Çocukluk arkadaşının Necip Fazıl Kısakürek okuduğunu gören Harun, Yaşar'ın sağ görüşlü olduğunu anlar. Duruma müdahale etmek ister.
Ancak Yaşar'ın tepkisine anlam veremeyen Deniz, özellikle Milli Türk Talebe Birliği'ne ve savundukları fikirlere yüklenmeye devam eder.
Genç adam, Deniz'in söyledikleri karşısında öfkesini gizleyemez. Sol görüşlü öğrencilerin fikirlerine saygı duymadığını söyler.
Ahmet, Yasemin'le buluşacakları yere gelmiştir. Sevdiği kadını beklerken ona söyleyeceklerini düşünmektedir.

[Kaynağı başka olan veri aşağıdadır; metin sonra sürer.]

PR #1114, opened 2025-12-12
Fix issue related to Mooncake Backend data corruption in CI 

magicYang1573:
## What?
Fix data corruption bug in mooncake backend. Mooncake backend test in CI is passed now.

## Why?
Mooncake backend cannot pass NIXL CI due to data corruption issue. 

## How?
When NIXL opens segment in Mooncake TransferEngine, the metadata in the last segment allocation and deallocation is not released. An additional flush is added.

PR #1493, opened 2026-04-02
fix(mooncake): fix segment handle leak and improve transfer status handling

staryxchen:
## What?

Fix two bugs in the Mooncake backend plugin:

1. **Segment handle leak in `disconnect()` and destructor**: `loadRemoteConnInfo()` calls `openSegment()` and stores the returned `segment_id`, but `disconnect()` was a no-op and the destructor never called `closeSegment()`. Each connected remote agent leaked one segment handle for the lifetime of the engine.

2. **Silent success on terminal transfer failures in `checkXfer()`**: `STATUS_CANCELED` and `STATUS_TIMEOUT` are both terminal states in Mooncake's transfer engine with no possibility of recovery, but they were not handled in `checkXfer()` and fell through to return `NIXL_SUCCESS`, silently hiding the underlying failure. The loop also had a correctness issue where an early `return NIXL_IN_PROG` could discard a previously observed failure.

## Why?

- The segment handle leak grows with the number of distinct remote agents connected over the engine lifetime, which is relevant in dynamic inference clusters where prefill/decode workers are added and removed.

- `STATUS_CANCELED` is set when an RDMA endpoint is reset or destroyed (e.g. remote disconnect, link error). `STATUS_TIMEOUT` is set by the worker monitor thread when a slice exceeds the configured timeout (default 10 s), after which the endpoint is disabled. Treating these as success causes the caller to silently receive corrupted or incomplete data.

> **Note:** A related data-corruption fix (using `openSegmentNoCache` instead of `openSegment` in `loadRemoteConnInfo`) was proposed in #1114 but has not yet been merged. That fix is orthogonal to this PR and should be merged independently.

## How?

**Fix 1 — segment handle leak (`disconnect()` and destructor):**
- Implement `disconnect()`: call `closeSegment()` on the stored `segment_id` and remove the agent from `connected_agents_`.
- In the destructor, iterate over any remaining `connected_agents_` and call `closeSegment()` as a safety net for cases where `disconnect()` was not called explicitly.

**Fix 2 — `checkXfer()` status handling:**
- Add `STATUS_CANCELED` and `STATUS_TIMEOUT` to the failure condition alongside `STATUS_FAILED`.
- Refactor the scan loop to collect `has_failed` and `has_pending` independently across all requests before deciding the return value, so a failure observed before a still-pending request is not discarded by an early return.

## Summary by CodeRabbit

* **Bug Fixes**
  * More reliable cleanup of remote agent connections so associated segments are closed during shutdown.
  * Disconnects now close agent segments immediately upon removal, preventing lingering connections.
  * Transfer-tracking now correctly distinguishes pending vs terminal failures (including cancellations and timeouts), avoiding false "in progress" reports and ensuring accurate completion status.

---

<a href="https://nvidia.devinenterprise.com/review/ai-dynamo/nixl/pull/1493" target="_blank">
  <picture>
    Open with Devin
  </picture>
</a>


staryxchen:
I noticed that #1114, which fixes a related data corruption issue (using `openSegmentNoCache` instead of `openSegment` in `loadRemoteConnInfo`), has been open for a while without activity.

Merging that fix would also unlock the Mooncake unit test (`mooncake_backend_test`) that is currently commented out in CI ([`test_cpp.sh`](https://github.com/ai-dynamo/nixl/blob/main/.gitlab/test_cpp.sh#L103)), providing better test coverage for future Mooncake backend changes.

If the community would find it helpful, I'd be happy to incorporate that fix into this PR as well — just let me know!

staryxchen:
Hi @brminich @ovidiusm 👋

Just a friendly ping — all CI checks are passing on this PR. It fixes a segment handle leak in the Mooncake backend's `disconnect()` and improves `checkXfer()` status aggregation.

Would either of you have a chance to review when you get a moment?

src/plugins/mooncake/mooncake_backend.cpp
```diff
@@ -299,13 +315,24 @@ nixl_status_t
...
+        //   configured timeout (default 10 s). The endpoint is then disabled,
+        //   making retries futile. Terminal, no retry.
+        if (rc || status.status == STATUS_FAILED || status.status == STATUS_CANCELED ||
+            status.status == STATUS_TIMEOUT) {
             has_failed = true;
-        else if (status.status == STATUS_PENDING || status.status == STATUS_WAITING)
-            return NIXL_IN_PROG;
+        } else if (status.status == STATUS_PENDING || status.status == STATUS_WAITING) {
+            has_pending = true;
+        }
```
guy-ealey-morag, line 353: `STATUS_INVALID` is not handled here and it falls through.
I also suggest adding an `else` block to catch any unhandled status values for robustness.

src/plugins/mooncake/mooncake_backend.cpp
```diff
@@ -114,10 +118,22 @@ nixlMooncakeEngine::connect(const std::string &remote_agent) {
...
+        if (it == connected_agents_.end()) {
+            return NIXL_SUCCESS;
+        }
+        segment_id = it->second.segment_id;
+        // Erase under the lock so concurrent postXfer/genNotif calls will see
+        // the agent as gone and return NIXL_ERR_INVALID_PARAM before using
+        // the segment handle.
+        connected_agents_.erase(it);
+    }
+    closeSegment(engine_, segment_id);
```
guy-ealey-morag: check return value?

src/plugins/mooncake/mooncake_backend.cpp
```diff
@@ -97,6 +97,10 @@ nixlMooncakeEngine::getSupportedMems() const {
 
 // Through parent destructor the unregister will be called.
 nixlMooncakeEngine::~nixlMooncakeEngine() {
+    // Close all open remote segments before destroying the engine.
+    for (auto &[agent, info] : connected_agents_) {
+        closeSegment(engine_, info.segment_id);
```
guy-ealey-morag: check return value?

src/plugins/mooncake/mooncake_backend.cpp
```diff
@@ -114,10 +118,22 @@ nixlMooncakeEngine::connect(const std::string &remote_agent) {
     return NIXL_SUCCESS;
 }
 
-// TODO We purposely set this function as empty.
-// Will be changed to follow NIXL's paradigm after refactoring Mooncake Transfer Engine.
 nixl_status_t
 nixlMooncakeEngine::disconnect(const std::string &remote_agent) {
+    segment_id_t segment_id;
```
guy-ealey-morag, line 126: I see that in `mooncake_backend.h:116` the type used for `segment_id` is `int`.
Should we change it there to `segment_id_t` as well?

src/plugins/mooncake/mooncake_backend.cpp
```diff
@@ -114,10 +118,22 @@ nixlMooncakeEngine::connect(const std::string &remote_agent) {
...
+    {
+        const std::lock_guard<std::mutex> lock(mutex_);
+        auto it = connected_agents_.find(remote_agent);
```
guy-ealey-morag:
```suggestion
        const auto it = connected_agents_.find(remote_agent);
```

staryxchen:
Hi @guy-ealey-morag Thanks for the thorough review! All five comments have been addressed in commit 5fff1ba. Please take another look when you get a chance. Thanks!

src/plugins/mooncake/mooncake_backend.cpp
```diff
@@ -97,6 +97,10 @@ nixlMooncakeEngine::getSupportedMems() const {
 
 // Through parent destructor the unregister will be called.
 nixlMooncakeEngine::~nixlMooncakeEngine() {
+    // Close all open remote segments before destroying the engine.
+    for (const auto &[agent, info] : connected_agents_) {
+        (void)closeSegment(engine_, info.segment_id);
```
guy-ealey-morag: warn on failure? (It's preferred not to ignore error codes)

src/plugins/mooncake/mooncake_backend.cpp
```diff
@@ -114,10 +118,22 @@ nixlMooncakeEngine::connect(const std::string &remote_agent) {
...
+        if (it == connected_agents_.end()) {
+            return NIXL_SUCCESS;
+        }
+        segment_id = it->second.segment_id;
+        // Erase under the lock so concurrent postXfer/genNotif calls will see
+        // the agent as gone and return NIXL_ERR_INVALID_PARAM before using
+        // the segment handle.
+        connected_agents_.erase(it);
+    }
+    (void)closeSegment(engine_, segment_id);
```
guy-ealey-morag: return error on failure?

src/plugins/mooncake/mooncake_backend.cpp
```diff
@@ -114,10 +118,22 @@ nixlMooncakeEngine::connect(const std::string &remote_agent) {
...
     return NIXL_SUCCESS;
```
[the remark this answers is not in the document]
guy-ealey-morag: Is this race relevant @staryxchen ?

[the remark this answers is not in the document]
staryxchen: > Is this race relevant @staryxchen ?

@guy-ealey-morag I think the race exists in theory but is safe in practice for two reasons:
1. The higher-level callers (e.g. nixl_agent, nixl_listener) are expected to drain in-flight transfers before calling disconnect(). So under normal usage the window doesn't arise.
2. Even if closeSegment() is called while transfers are still in-flight, the mooncake transfer engine marks those transfers as STATUS_CANCELED (the underlying RDMA endpoint gets reset/destroyed). Our checkXfer() already treats STATUS_CANCELED as a terminal failure, so the caller will see NIXL_ERR_BACKEND rather than a hang or use-after-free.

That said, a fully robust solution would require a large refactoring and probably better suited for a follow-up, not this bug-fix PR.

src/plugins/mooncake/mooncake_backend.cpp
```diff
@@ -136,6 +157,15 @@ nixlMooncakeEngine::loadRemoteConnInfo(const std::string &remote_agent,
...
+    // Close the previous segment if this agent was already connected,
+    // so we don't leak the old handle on reconnect.
+    auto it = connected_agents_.find(remote_agent);
+    if (it != connected_agents_.end()) {
+        if (closeSegment(engine_, it->second.segment_id)) {
+            NIXL_WARN << "loadRemoteConnInfo: failed to close old segment " << it->second.segment_id
+                      << " for agent " << remote_agent;
+        }
+    }
     connected_agents_[remote_agent].segment_id = segment_id;
```
guy-ealey-morag: With a small refactor it's possible to avoid the second lookup:

```
    auto [it, inserted] = connected_agents_.try_emplace(remote_agent);
    if (!inserted) {
        if (closeSegment(engine_, it->second.segment_id)) {
            NIXL_WARN << "loadRemoteConnInfo: failed to close old segment " << it->second.segment_id
                      << " for agent " << remote_agent;
        }
    }
    it->second.segment_id = segment_id;
```

guy-ealey-morag (approved):

staryxchen:
Hi @guy-ealey-morag, there are two failed CI jobs, but I can't see the detail. Could you check if this is related to this PR?

guy-ealey-morag:
> Hi @guy-ealey-morag, there are two failed CI jobs, but I can't see the detail. Could you check if this is related to this PR?

It looks like it's failing due to an ongoing IT issue, I will restart the tests when it's fixed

Sevdiği adamla buluşacağı için kendini huzursuz hisseden Yasemin, kapıdan girerken etrafa tedirgin gözlerle bakar.
Genç kadın, sevdiği adamı görünce gerçek dünyadan kopup hayal alemine dalar. Sadece onun yanında böyle hisseder.

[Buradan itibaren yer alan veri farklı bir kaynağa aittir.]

PR #1496, opened 2026-04-06
fix(OBJ) Make OBJ plugin queryMem launch all HeadObject requests in parallel

jgoldsch12:
Fixes #1494 

DefaultObjEngineImpl::queryMem checks object existence by calling checkObjectExists synchronously in a loop — one S3 HeadObject request per descriptor, waiting for each to complete before issuing the next. For a list of N descriptors, this serializes N network round-trips to S3.

The OBJ plugin already uses async patterns for putObjectAsync and getObjectAsync, but checkObjectExists had no async counterpart.

Fix: Add checkObjectExistsAsync to the iS3Client interface with implementations for both the standard S3 and S3 CRT clients. Refactor queryMem to launch all HeadObject requests in parallel using futures/ promises, then wait for all to complete. Remove the now-dead synchronous checkObjectExists.

Tested using nixl_object_test.  With 256 objects the queryMem phase took 300ms in the current code.  After this fix, it took 15ms.

## Summary by CodeRabbit

* **New Features**
  * Object existence checks are now asynchronous and deliver results via callbacks.
  * Query timing is displayed for object queries.

* **Bug Fixes / Behavior**
  * Remote request errors during existence checks are reported as request failures instead of throwing.
  * Bulk queries run concurrent async existence checks and surface backend errors when checks fail.

* **Tests**
  * Added comprehensive async tests and enhanced test harness to simulate delays, per-key outcomes, ordering, and executor fallback.


src/plugins/obj/s3/engine_impl.cpp
```diff
@@ -158,25 +159,95 @@ DefaultObjEngineImpl::deregisterMem(nixlBackendMD *meta) {
...
+        std::shared_ptr<std::atomic<bool>> completed;
+    };
+
+    std::vector<std::future<void>> futures;
+    futures.reserve(descs.descCount());
+    std::vector<PerDescriptorState> states;
+    states.reserve(descs.descCount());
+    std::atomic<bool> has_error{false};
+
+    constexpr auto kQueryTimeout = std::chrono::seconds(30);
```
ovidiusm, line 181: Minor: Should this be configurable?

ovidiusm (dismissed):

src/plugins/obj/s3/engine_impl.cpp
```diff
@@ -158,25 +159,95 @@ DefaultObjEngineImpl::deregisterMem(nixlBackendMD *meta) {
...
+                    catch (...) {
+                    }
+                }
+            }
+        }
         NIXL_ERROR << "Failed to query memory: " << e.what();
         return NIXL_ERR_BACKEND;
     }
 
+    // Wait for all async operations with timeout fallback
```
vvenkates27, line 229: Is there a use-after-free race in the exception path in the drain loop?

The drain loop waits with wait_for(kQueryTimeout) and, on timeout, calls states[j].completed->exchange(true). But exchange only wins the "ownership" race atomically — it does not stop a callback that already passed its own exchange check but hasn't yet written to resp[i].      
  Scenario:       
                                                                                                                                                                                                                                                                                        
  1. Callback calls completed->exchange(true) → returns false (callback owns it, will write)                                                                                                                                                                                            
  2. wait_for times out before the promise is set
  3. Catch block calls completed->exchange(true) → returns true (callback already owns it), so the catch block skips the set_value() branch                                                                                                                                             
  4. Catch block returns NIXL_ERR_BACKEND, destroying the stack frame — resp and has_error are freed                                                                                                                                                                                    
  5. Callback writes to now-freed resp[i] → UB/crash   

We probably need to wait in the cathc block?
                                                                                                                                                                                                                                                                                        
  // In catch block, after all exchange() calls:                                                                                                                                                                                                                                        
  for (size_t j = 0; j < futures.size(); ++j)
      futures[j].wait(); // blocking — but exchange(true) already set, callback will set_value() soon         
Or maybe a temp shared_vec for resp might be easier to handle such races?

src/plugins/obj/s3_crt/client.cpp
```diff
@@ -137,17 +138,48 @@ awsS3CrtClient::getObjectAsync(std::string_view key,
...
 }
 
-bool
-awsS3CrtClient::checkObjectExists(std::string_view key) {
-    Aws::S3Crt::Model::HeadObjectRequest request;
-    request.WithBucket(bucketName_).WithKey(Aws::String(key));
+void
+awsS3CrtClient::checkObjectExistsAsync(std::string_view key, check_object_callback_t callback) {
+    // Heap-allocate the request for the same reason as other async methods:
+    // the SDK stores a raw pointer to it used in callbacks that fire after this function returns
```
vvenkates27, line 144: The comment says "the SDK stores a raw pointer to it used in callbacks." For HeadObjectAsync specifically, the CRT SDK copies the request internally before the call returns (unlike some lower-level CRT bindings). If confirmed, the heap allocation is wasted overhead on every    
  existence check. Please verify against the SDK version in use — the standard S3 client's checkObjectExistsAsync passes the request as a local stack variable without heap allocation.

vvenkates27 (commented):
Thanks for the PR. The idea of parallel. querying of headObject looks good to me. Just need to make sure we don't have races. Added a couple on this regard.

src/plugins/obj/s3_crt/client.cpp
jgoldsch12: I've addressed this comment.  You are correct.

src/plugins/obj/s3/engine_impl.cpp
jgoldsch12: Thank you for catching this.  Yes, this race exists and I've added the defensive code and tests.

vvenkates27 (approved):

aranadive (approved):

src/plugins/obj/s3/engine_impl.cpp
aranadive: Maybe as a follow up if query is really seems laggy.

PR #1497, opened 2026-04-06
libfabric: Update control messages from SEND/RECV to WRITE

anshumang:
## What?
Update libfabric backend control messages (notifications) from SEND/RECV (`fi_senddata`/`fi_recvmsg`) to RDMA WRITE with immediate data (`fi_writedata`).

Also fixes a bug in `test/nixl/agent_example.cpp` where `getPluginParams` was hardcoded to `"UCX"` instead of using the CLI backend argument.

## Why?
The SEND/RECV notification path requires pre-posting 1024 receive buffers per rail, consuming receive queue entries and adding complexity to the completion routing. RDMA WRITE with immediate data:
- Eliminates pre-posted receive buffers for notifications
- Unifies the completion path (both data transfers and notifications now arrive via `FI_REMOTE_WRITE`)
- Reduces receive queue pressure on EFA

## How?
**Receiver side:** Each rail allocates a notification receive buffer (ring buffer: 1024 slots × 8KB) registered with `FI_REMOTE_WRITE`. The buffer address and rkey are exchanged during connection metadata serialization (SerDes). `processRemoteWriteCompletion` now dispatches on `msg_type` in immediate data — `MSG_TRANSFER` for data, `MSG_NOTIFICTION` for notifications.

**Sender side:** `postControlMessage` uses `fi_writedata` to write serialized notification data into a remote slot (indexed by `xfer_id % NUM_SLOTS`), replacing `fi_senddata`.

**Cleanup:** Pre-posted recv pool removed. `FI_RECV` completion path kept as legacy fallback with warning.


dmvevents:
Filed #1656 with a related concern: on EFA SRD, `fi_writedata` (RDMA WRITE *with immediate data*) is silently emulated as a `send/recv` pair because EFA SRD does not support the 32-bit immediate-data field on `IBV_WR_RDMA_WRITE`. Wire-level effect: `tx_bytes` increments, but `rdma_write_bytes` HW counter does not. Verified today on 2× p5.48xlarge with EFA installer 1.48.0 / libfabric 2.4.0amzn3.0 — `tx_bytes +544 KB`, `rdma_write_bytes +0` on both pods after a cross-node FI_EP_RDM transfer.

That means the unification this PR introduces ("both data transfers and notifications now arrive via `FI_REMOTE_WRITE`") will land on EFA RDM as "both data transfers and notifications now go through the same SEND/RECV emulation pool" — which doubles the pressure on the receiver buffer pool that already exhausts at ~240 in-flight ops, rather than reducing receive queue pressure as the PR body intends.

Suggest changing the unified primitive from `fi_writedata` to `fi_write` (no immediate) on the data path, with flow control / notification routing carried via a separate small-message channel (or via the legacy `fi_recvmsg` notification path retained as a configurable fallback). On P5+ EFA, `fi_write` maps directly to `IBV_WR_RDMA_WRITE` and is native — so this would actually deliver the "unified FI_REMOTE_WRITE" goal at the wire level.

Ahmet'in karşısına oturduğu anda, aradan geçen yıllara rağmen heyecanlandığını fark eder.
Ahmet, direkt konuya girer. Sevdiği kadına kararını açıklayacaktır.
Defne, Deniz ve Yaşar'dan kibarca bu konuyu kapatmalarını ister.
Gitme vaktinin geldiğini anlayan Yaşar, masadan kalkarken kendilerine dikkat etmelerini söyler.
Harun, yaşanan gerginlikten kendini sorumlu tutar ve üzülür.
Ahmet, aşklarını ciddiye almadıkları için iki aileye de öfkeledir. Hayatlarının alt üst olduğunu düşünmektedir. Yasemin de ona hak verir.
Ancak genç adamın bu sefer vazgeçmeye niyeti yoktur. Sevdiği kadına önlerinde uzun bir hayat olduğunu ve geçmişte yaptıkları hatalardan kurtulabileceklerini söyler.
Yasemin de onun gibi düşünmektedir. Beş yılı sevdiği adamdan ayrı geçirmiş ve hiç mutlu olamamıştır.
Ahmet, Yasemin'in elini avucunun içine alır. Kafasında planladığı çüzümü ona anlatmaya başlar.
Genç kadın, Ahmet'in ciddi olmadığını düşünür. Bu koşullarda böyle bir kaçış mümkün değildir.
Yasemin, arkasında acı bırakarak gitmek istemediğini söyler.
Yaşadıklarından sonra Ahmet'in hiç kimseye özellikle de Necdet'e merhamet etmeye niyeti yoktur.